But musicologists are not the only scholars who have studied the Dead. To date, more
than 60 scholarly articles, a dozen edited volumes, five PhD dissertations, 27 MA theses, and
dozens of BA theses have been written on the band and phenomenon, from the perspectives of
anthropology, business theory, communications theory, economics, geography, history, literary
studies, philosophy, psychology, sociology, statistics, and more.
Remarkably, all of that work has been done without access to the band’s own records.
With their Archive now housed at UCSC, even more work will be possible - - and already, we
have had hundreds of reference questions and dozens of requests use the Archive.
Once open, some of the materials in the Archive that will support users include:
[Slide 13] Business records
We currently have 600 linear feet of records, with more promised; these contain everything from business
correspondence to backstage guest lists to record contracts to [next slide] tour itineraries:
[Slide 14] Egypt program
This tour program quietly makes the point that we are not dealing with a bunch of drugged-out
incompetent hippies: it took more than a year of very careful diplomacy and high-level State Department
negotiation to enable the Dead to be the first rock band to ever play the Great Pyramid - - but to scholars,
the interesting example of Grateful Dead synchronicity is that the Camp David Peace Accords were
signed on the last day of the shows; and to fans, what adds the special Dead magic of serendipity to the
event is that the third and last show happened during a total eclipse (although no one can quite remember
exactly which song ended it).
The artist responsible for this image is Stanley Mouse, one of the most famous of the San
Francisco poster artists known for their work for the Dead. Mouse’s work for the Dead began in 1966,
when he began creating iconic imagery for the band, like this poster:
[Slide 15] [Golden Road]
Mouse is one of more than two dozen poster artists whose work is featured in the Archive, and
that art, like the music it celebrates and advertises, has also made inroads into the academy: San Francisco
rock poster art was showcased in high-end art gallery exhibits as early as 1967; by 1971, it had a major
museum exhibition and one art history dissertation devoted to it. Since then, many of those posters,
especially those promoting the Dead, have steadily increased in value, with some images fetching more
than $10,000 dollars.
[Slide 16] [Philip Garris]
The Archive received more than 400 posters in the original bequest, and we just accessioned another
collection, adding more than 200 additional rare and exceptional images.
[Slide 17] Photos
Posters do not account for the majority of images in the Archive: we have even more photographs,
ranging from amateurs to well-known portraitists such as Herb Greene, who began photographing the
band in 1965, seen here on Haight Street.
Slide 18: Egypt
Those images document far more than just the band—they capture history itself, the interaction between
moment and memory that defines culture:
Slide 19: Press
And, of course, those images also illustrate one of the Archive’s major sections, publicity and press:
The band subscribed to a clipping service shortly after they formed; for a band whose notion of stage
dress was sweatpants and a black T-shirt, they monitored and managed their relationship with the media
carefully.
One wonders whether their experience with PR and mass media taught them something about historicity;
for they certainly accumulated a wide variety of artifacts and objects, or what archivists call Realia:
everything from stage props, guitars, trophies, even their 14-foot, hand-carved conference table, which is
now a part of the Archive, along with a pair of chairs.
The word Realia is comforting: it sounds solid, a reminder that the past can survive and endure -- despite
libraries being burned or museums being looted.

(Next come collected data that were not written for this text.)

PR #1274, opened 2024-08-15
SF opp title bug

### LINKED ISSUE #1271: Bug: Candidate Opp title string too long, preventing SF record creation
An interesting little bug here: I can instantly see the cause but will have to think about how we fix it.

Yousef is adding candidates to the submission list for [this Job](https://tctalent.org/admin-portal/job/1032) but the corresponding SF Candidate Opps aren't being created. Looking at our logs, it's clear the Job has a very long title to begin with — subsequently, when the candidate name and number are prepended per our naming convention, the resulting string is too long for SF to accept it as a Candidate Opp title:

Reported by Yousef on the #tool-salesforce channel:
[Slack Message](https://refugeejobsmarket.slack.com/archives/C7QK72T4J/p1723712431425249?thread_ts=1723712431.425249&cid=C7QK72T4J)

samschlicht:
Anything over 120 characters, I truncate to 117 and append '...' to indicate missing text.

### DIFF
--- a/server/src/main/java/org/tctalent/server/service/db/impl/SalesforceServiceImpl.java
+++ b/server/src/main/java/org/tctalent/server/service/db/impl/SalesforceServiceImpl.java
@@ -599,8 +599,11 @@ public class SalesforceServiceImpl implements SalesforceService, InitializingBea
 
     public String generateCandidateOppName(
         @NonNull Candidate candidate, @NonNull SalesforceJobOpp jobOpp) {
-        return candidate.getUser().getFirstName()  +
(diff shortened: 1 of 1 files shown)


camerojo (changes requested):
I suggest we change this issue to do extra validation on the max lengths on different name parts.

samschlicht:
@camerojo the other part of the name is currently mostly set in SF where you can't limit characters. In #1756 I've suggested putting a character limit on employer access job naming, which presumably may become the norm - but I still think we need this failsafe. Let me know if I'm missing something here!

camerojo (approved):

But the core of the Dead Archive - - of all archives,
really - - is not reflected in realia: it is the more gossamer links between papers and words and the people
who created them; it is the way they add up to document the human connection, the relationships between
us, that are so fragile, so ephemeral, so evanescent. And yet, so powerful:
Slide 19: fans
For that is what truly marked the Dead as unique, as so many commentators marveled over the years: the
bond between band and fan was absolute, both the envy of, and mystery to, the entire pop music industry.
Fans were considered part of a Dead show, an extension of the band; that spirit of communal co-creation
made fans create diaries and journals of their show experiences:
Slide 20: Latvala entry
It turned fans into amateur archivists, sometimes even professionals: the author of this entry went on to be
the Dead’s first Vault archivist, taking care of the band’s enormous recording archive.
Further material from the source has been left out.